As one step to correct this, I recommend that the US
Government buy, at fair market value, all education loans now held by private financial
institutions.
And after acquiring all of these privately-held education
loans, the US Government reduces the interest rates on these education loans to
a reasonable one, which is consistent with the interest rates it charges on its
own US Government education loans.
Thus, the incredible financial pressure that has been placed
on so many college graduates of the past five years, and even the past ten
years, will be significantly and fairly reduced.
OK, so this fair proposal has to cost the US Government tons
of money? And it certainly can’t be something
that helps solve the US Fiscal Cliff?
Well, actually just the opposite.
So, the way CBO scoring goes, which is what is being used as
the measuring stick for US Debt reductions over the next ten years, and thus
also being used as the measuring stick in the current US Fiscal Cliff negotiations, when the US Government
buys these education loans held by financial institutions, the interest income
it receives from them reduces US Debt, but yet there is no interest expense payment increasing
the US Debt.
Thus, with the above recommendation, the US Debt will be
reduced substantially over the next ten years.

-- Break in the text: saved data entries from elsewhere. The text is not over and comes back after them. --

PR #801, opened 2024-09-18
[1.0.2 -> main] Add new testcase where finality advances on alternate branch with lesser lib

greg7mdp:
Forwarding PR #782 .

Add a testcase where finalizers cannot vote on a block from a different branch because they are locked on a block from their own branch.

```

Time:        t1      t2      t3      t4      t5      t6      t7   
Blocks:
                                  |
                                  \----------------- B6 <--- B7
QC claim:
           Strong          Strong  Strong  Strong  Strong   No QC
             B0              B1      B3      B4      B2     achieved

Vote:                      Strong  Strong   Strong  Weak     -

                                                     ^
                                                     |
                                                 which advanced lib to b3

    - when b6 is pushed to A, B and C, finalizers of A, B, and C are unable to vote on it, because they
      are locked on B4,
          -> liveness check fails because: `B6' s core.latest_qc_block_timestamp() <  fsi.lock.timestamp`
             because `B2 timestamp < B4 timestamp`.
          -> safety check fails because `B6` does not extend `B4`.
```

After voting on `B5` (which makes `B3` final), the finalizers who voted on `B5` are locked on `B4`, and therefore cannot vote on `B6`:

- liveness check fails because: `B6' s core.latest_qc_block_timestamp() <  fsi.lock.timestamp` because
 `B2 timestamp < B4 timestamp`.
- safety check fails because `B6` does not extend `B4`.

As a result, this testcase reproduces the scenario described above, and verifies that we lack votes to form a QC on `B6`. 

Although until issue #778 is addressed, the problem described in issue #778 is the cause of the lack of votes, and `decide_vote` is not even called.


heifner (approved):

linh2931 (approved):

ericpassmore:
Note:start
category: Tests
component: Internal
summary: New test case where finality advances on lesser LIB.
Note:end

PR #802, opened 2024-09-18
Optimize block processing - Part 3

### LINKED ISSUE #529: Optimize processing of incoming blocks

heifner:
Part 3 of 3 of #529. See #688 for part 2 and #619 for part 1.

- Add optional handler id to `app().executor().post()`.
  -  If handler id is provided and a existing function with the same handler id has already been posted with the same priority the function is not posted.
  - This allows for deduplication of redundant posts.
  -  Specifically if an existing `on_incoming_block()` has been posted to the main thread, then another does not need to be added as the `on_incoming_block` will execute any blocks ready from the fork database.

Resolves #529


libraries/custom_appbase/include/eosio/chain/exec_pri_queue.hpp
```diff
@@ -61,22 +76,47 @@ class exec_pri_queue : public boost::asio::execution_context
...
+      }
+      prio_queue& que = priority_que(q);
+      std::unique_lock g( mtx_, std::defer_lock );
+      if (lock_enabled_ || q == exec_queue::read_exclusive) {
+         // called directly from any thread for read_exclusive
+         g.lock();
+      }
+      if (!que.empty()) {
+         // find the associated priority
+         auto i = std::lower_bound(que.ordered_begin(), que.ordered_end(), priority, [](const auto& h, int priority) {
```
linh2931, line 109: I thought you would use `id` to find a duplicated task.

libraries/custom_appbase/include/eosio/chain/exec_pri_queue.hpp
```diff
@@ -61,22 +76,47 @@ class exec_pri_queue : public boost::asio::execution_context
...
+            return h->priority() > priority;
+         });
+         if (i != que.ordered_end() && (*i)->priority() == priority && (*i)->id() == id)
```
linh2931, line 112: Does the find above imply `(*i)->priority() == priority`?

heifner: It is a `lower_bound`, so no.

libraries/custom_appbase/include/eosio/chain/exec_pri_queue.hpp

College graduates, former college students not graduating, and present
students…..all with education loans…..have to all be elated with the financial effects
on them of this proposal.
Further, there is huge US
economic stimulus in this proposal, since these former students with education
loans, who are for the most part not well-heeled financially, will now have more money
in their pockets to spend in the consumer-driven US
economy.
Also, this proposal will help resolve the US
fiscal cliff, because it results in a substantial US Debt reduction over the
next ten years, as measured by CBO scoring.
It’s a winner for nearly everyone.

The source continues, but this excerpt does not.